Copy, from the material below, each line where "translations" shows up.

Task material:
══════════

PR #3698, opened 2022-11-01
Export i18n translations to JSON

shaunxp20:
This adds and sets up the `i18n-js` gem that will export i18n translations to json.

### DIFF
--- a/app/javascript/config/locales/en.json
+++ b/app/javascript/config/locales/en.json
@@ -1,0 +1,7 @@
+{
+  "en": {
+    "submissions": {
+      "demo_video": "technical video"
+    }
+  }
+}
--- a/config/i18n.yml
+++ b/config/i18n.yml
@@ -1,0 +1,4 @@
+translations:
+  - file: app/javascript/config/locales/:locale.json
+    patterns:
+      - "*.submissions.*"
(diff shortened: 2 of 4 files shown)


config/i18n.yml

══════════

Solution to the exercise:
Export i18n translations to JSON
This adds and sets up the `i18n-js` gem that will export i18n translations to json.
+translations:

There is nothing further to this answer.